PR #357, opened 2022-11-29
new plugin api in MANIFEST.MF

miurahr:
Use new plugin descriptor in MANIFEST.MF

## Pull request type

## Which ticket is resolved?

Try it ::
Copy every record again, keeping each word unchanged.

Solution for this problem ::
PR #357, opened 2022-11-29
new plugin api in MANIFEST.MF

miurahr:
Use new plugin descriptor in MANIFEST.MF

## Pull request type

## Which ticket is resolved?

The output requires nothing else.